ABCD is a cycle quadrilateral. Diagonals BD and AC intersect each other at E. If `angleBEC=128^(@)` and `angleECD=25^(@)` then what is the measure of `angle BAC` ?

To solve the problem, we will follow these steps: 1. **Identify Given Angles**: We are given that \( \angle BEC = 128^\circ \) and \( \angle ECD = 25^\circ \). 2. **Find Angle ECD**: Since angles \( BEC \) and \( ECD \) are on a straight line (they form a linear pair), we can find \( \angle CED \): \[ \angle CED = 180^\circ - \angle BEC = 180^\circ - 128^\circ = 52^\circ \] 3. **Use Triangle Sum Property**: In triangle \( CED \), the sum of the angles is \( 180^\circ \): \[ \angle CED + \angle ECD + \angle EDC = 180^\circ \] Substituting the known values: \[ 52^\circ + 25^\circ + \angle EDC = 180^\circ \] \[ \angle EDC = 180^\circ - 77^\circ = 103^\circ \] 4. **Relate Angles in Cyclic Quadrilateral**: In a cyclic quadrilateral, angles subtended by the same arc are equal.
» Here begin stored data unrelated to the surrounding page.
PR #3101, opened 2024-04-16
improvement: Fetch Token In Price Before Quote

JoseRFelix:

We currently fetch the price after generating a quote, which causes a delay visible to users on slow networks—they see a blank space where the price should be while it loads. To address this and improve efficiency, we will start fetching the price as soon as the swap tool loads or after a token is selected.

### Linear Task

[Linear Task URL](https://linear.app/osmosis/issue/STABI-106/on-swap-page-getting-the-base-asset-prices-should-be-fetched-in)

## Testing and Verifying

- [ ] Can perform swaps
- [ ] Token in and token out price loads

## Summary by CodeRabbit

- **New Features**
	- Enhanced the logic for price calculation based on input amount and currency in the input handling functionality.

### DIFF
--- a/packages/web/hooks/input/use-amount-input.ts
+++ b/packages/web/hooks/input/use-amount-input.ts
@@ -102,14 +102,14 @@ export function useAmountInput(currency?: Currency, inputDebounceMs = 500) {
     setDebounceInAmount(amount ?? null);
   }, [setDebounceInAmount, amount]);
 
-  let coin: CoinPretty | undefined;
+  let coinForPrice: CoinPretty | undefined;
   if (!isNil(amount)) {
-    coin = amount;
+    coinForPrice = amount;
   } else if (!isNil(currency)) {
-    coin = new CoinPretty(currency, 0);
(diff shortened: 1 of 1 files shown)


MaxMillington (approved):

packages/web/hooks/input/use-amount-input.ts
```diff
@@ -101,7 +102,14 @@ export function useAmountInput(currency?: Currency, inputDebounceMs = 500) {
     setDebounceInAmount(amount ?? null);
   }, [setDebounceInAmount, amount]);
 
-  const { price } = useCoinPrice(amount);
+  let coinForPrice: CoinPretty | undefined;
+  if (!isNil(amount)) {
+    coinForPrice = amount;
+  } else if (!isNil(currency)) {
+    coinForPrice = new CoinPretty(currency, 0);
+  }
```
p0mvn, line 110: nit: let's add a comment explaining why we are doing this please

p0mvn (approved):
🥪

Therefore, \( \angle EDC = \angle BAC \): \[ \angle BAC = \angle EDC = 103^\circ \] 5. **Conclusion**: The measure of \( \angle BAC \) is \( 103^\circ \). ### Summary of Steps: 1. Identify given angles. 2. Calculate \( \angle CED \) using linear pair property. 3. Use triangle sum property to find \( \angle EDC \). 4. Relate \( \angle EDC \) to \( \angle BAC \) using properties of cyclic quadrilaterals. 5. State the final answer.